Quatro anos e meio depois do plebiscito que aprovou a saída do Reino Unido da União Europeia (UE) e de anos de negociações tensas, as duas partes chegaram a um divórcio amigável para manter as relações comerciais, anunciaram na manhã de hoje, a presidente da Comissão Europeia, Ursula von der Leyen, e o primeiro-ministro britânico, Boris Johnson. Os detalhes do documento de 2 mil páginas ainda não foram revelados.

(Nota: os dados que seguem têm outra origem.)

PR #39, opened 2016-02-24
Make destroy on stop configurable for apps

ahgittin:
should fix https://issues.apache.org/jira/browse/BROOKLYN-203 and BasicStartableTest.testTransitionsThroughLifecycles (https://builds.apache.org/job/brooklyn-master-build/16/console) failure

### DIFF
--- a/core/src/test/java/org/apache/brooklyn/entity/stock/BasicStartableTest.java
+++ b/core/src/test/java/org/apache/brooklyn/entity/stock/BasicStartableTest.java
@@ -32,6 +32,7 @@ import org.apache.brooklyn.api.location.LocationSpec;
 import org.apache.brooklyn.api.mgmt.ManagementContext;
 import org.apache.brooklyn.core.entity.Attributes;
 import org.apache.brooklyn.core.entity.Entities;
+import org.apache.brooklyn.core.entity.EntityAsserts;
 import org.apache.brooklyn.core.entity.RecordingSensorEventListener;
 import org.apache.brooklyn.core.entity.factory.ApplicationBuilder;
 import org.apache.brooklyn.core.entity.lifecycle.Lifecycle;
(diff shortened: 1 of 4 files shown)


ahgittin:
failure unrelated, infra problem https://issues.apache.org/jira/browse/INFRA-11316

core/src/test/java/org/apache/brooklyn/entity/stock/BasicStartableTest.java
```diff
@@ -148,11 +149,14 @@ public void testIgnoresUnstartableEntities() throws Exception {
...
     public void testTransitionsThroughLifecycles() throws Exception {
         startable = app.addChild(EntitySpec.create(BasicStartable.class));
+        EntityAsserts.assertAttributeEqualsEventually(app, Attributes.SERVICE_STATE_ACTUAL, Lifecycle.STOPPED);
+        
         RecordingSensorEventListener<Lifecycle> listener = new RecordingSensorEventListener<Lifecycle>(true);
         managementContext.getSubscriptionContext(startable)
                 .subscribe(startable, Attributes.SERVICE_STATE_ACTUAL, listener);
 
         app.start(ImmutableList.of(loc1));
+        app.config().set(StartableApplication.DESTROY_ON_STOP, false);
```
aledsage: The assertion below this one looks like it would fail non-deterministically. 

We have added a listener (with `managementContext.getSubscriptionContext(startable).subscribe(...)`, so that will get notifications asynchronously. Immediately after calling `app.stop()`, we assert that the listener has the expected events. I'd have though we'd need to use `Asserts.succeedsEventually(...)` when checking if the listener has received the expected notifications.

Graeme-Miller:
hi @ahgittin, we had this issue again with [this build](https://builds.apache.org/job/brooklyn-master-build/43/). Might be worth getting this PR merged in?

ahgittin:
good spot @aledsage.  fixing that then merging /cc @Graeme-Miller we'll nail these evil nondet fails!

O comércio de bens terá tarifa zero, mas haverá controle na fronteira para dar a certeza de que os produtos estão de acordo com as normas. Já o setor de serviços, que representa cerca de 80% da economia britânica, terá acesso limitado ao mercado europeu.
Para entrar em vigor, o acordo precisa ser ratificado pelo Parlamento Britânico, o Parlamento Europeu e os parlamentos nacionais dos 27 países-membros da UE.
"Hoje é um dia de alívio, mas tingido por alguma tristeza", declarou o principal negociador da UE, o francês Michel Barnier. A Europa unida não queria a saída britânica (Brexit), que enfraquece o bloco europeu, mas conseguiu preservar a integridade do mercado comum.
Johnson, o principal líder do movimento pela saída, afirmou que é "um bom acordo para toda a Europa" e repetiu o mantra vazio da retomada da soberania: "Reassumimos o controle do nosso dinheiro, das fronteiras, das leis, do comércio e de nossas águas pesqueiras."
Depois de 47 anos, o Reino Unido deixou em 31 de janeiro o bloco europeu, formado agora por 27 países-membros. O período de transição acaba no fim deste ano. Sem acordo, ficaria fora do mercado com que tem quase a metade de seu comércio exterior, num total de US$ 590 bilhões (R$ 3,056 trilhões) por ano.
Não foi um bom negócio. Com o acordo, a expectativa dos economistas é de uma queda de 4% no produto interno bruto britânico. Sem acordo, a perda seria de 6%, de acordo com as estimativas mais recentes, ou de até 10% em cinco anos, conforme a previsão mais alarmista feita antes do divórcio pelo Banco da Inglaterra, o banco central do Reino Unido.
O plebiscito foi uma promessa de campanha de reeleição do primeiro-ministro David Cameron, em 2015. Seu objetivo era pacificar a guerra civil interna do Partido Conservador em torno da Europa, que vinha desde o fim do governo Margaret Thatcher (1979-90). Cameron não queria sair da UE e não acreditava na derrota.
Falou mais alto a ressaca pós-imperial da ala mais à direita do Partido Conservador, que sempre foi o partido da comunidade de negócios, o delírio de grandeza de um tempo que passou.
A consulta popular foi realizada em 23 de junho de 2016 depois de uma campanha marcada por notícias falsas e promessas mentirosas, por exemplo, de investir mais 350 milhões de libras (R$ 2,471 bilhões) por semana no Serviço Nacional de Saúde (NHS). Contra a previsão das pesquisas, a saída ganhou por 52% a 48%.
O acordo anunciado agora seria considerado bom para um país de fora do bloco. Para o Reino Unido, é uma receita para acentuar o declínio. Como os brexiteiros não aceitam a jurisdição dos tribunais europeus, cada conflito vai deflagrar uma nova negociação, com os asquerosos jornais populares britânicos inflamando o sentimento ultranacionalista.
Além disso, a primeira-ministra da Escócia, Nicola Sturgeon, anunciou a intenção de convocar um novo plebiscito sobre a independência assim que a pandemia do novo coronavírus for controlada. No último, em 2014%, 55% por cento votaram para ficar no Reino Unido por causa dos benefícios econômicos.
Agora, a Escócia provavelmente vai querer voltar ao mercado europeu, deixando o país que um dia foi o centro do maior império que o mundo já viu, com 35,5 milhões de quilômetros quadrados, mais de 4 vezes maior do que o Brasil, reduzido à Pequena Inglaterra e ao País de Gales.